PR #377, opened 2015-04-22
Fix: remove hidden values and add shown values

### LINKED ISSUE #359: Sub Questions Update/Save Issue
Hello everyone!
I created my form with a save button,
I used this code to log the results i want to save,
```Objective-C
- (void) saveSurvey
{
    NSDictionary *valuesDictionary = [self.dataSource values];
    NSLog(@"%@",valuesDictionary);
}
```
In this Gif i show an issue that if i have a field of type selection that has 3 options, the first one shows a subquestion, the second one shows another subquestion, the last one show another subquestion also.
I hit the save every time when change the selected value, as you can see in the log, the old answer of the old subquestion is not removed, so my survey result must contains 9 answers which is in the first log,
then it became 10, then 11 because when changing the selection from dropdown menu, the subquestion answer is not removed. Hope my explanation is clear.
Those are the ids of each field by name.
1	Activity Type
2	Date of Activity
3	Topic of the Activity
4	Speaker
5	Targeted Products
7	Additional Comments and observations
100	Rate Experience
101	Why?
102	Ok, Why?
103	Select One
104	Sex
105	Why?

if rate experience was great, 'select one' is one. when changed rate experience to average and put 'OK, Why' to Dunno and hit the save, 'Select One' question must be set to null.
 
2uqpgohn80

I think this one must be critical

3lvis:
Fixes #359


charbelhass:
@3lvis not understanding why it failed. Is it on master branch now?

3lvis:
@charbelhass it's failing because of some swift tests

charbelhass:
@3lvis ah ok,
thanks anyway i will wait to be merged with 'master'

charbelhass:
@3lvis can u tell me when it is merged with 'master' please
thank you :D

Source/FORMData.m
```diff
@@ -700,6 +711,12 @@ - (NSArray *)showTargets:(NSArray *)targets {
                 if (section) {
                     [self sectionWithID:target.targetID completion:^(FORMSection *section, NSArray *indexPaths) {
                         if (section) {
+                            for (FORMField *field in section.fields) {
```
vadymmarkov: @3lvis There is code duplication with Line 684. Maybe could be refactored by method or block?

3lvis: Will do!

3lvis: Done => https://github.com/hyperoslo/Form/commit/943bd8cdefef016842707d5dfc4778e710d46cbd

Exercise instructions: Report each line of the records that holds the word "this".

Task result:
I used this code to log the results i want to save,
In this Gif i show an issue that if i have a field of type selection that has 3 options, the first one shows a subquestion, the second one shows another subquestion, the last one show another subquestion also.
I think this one must be critical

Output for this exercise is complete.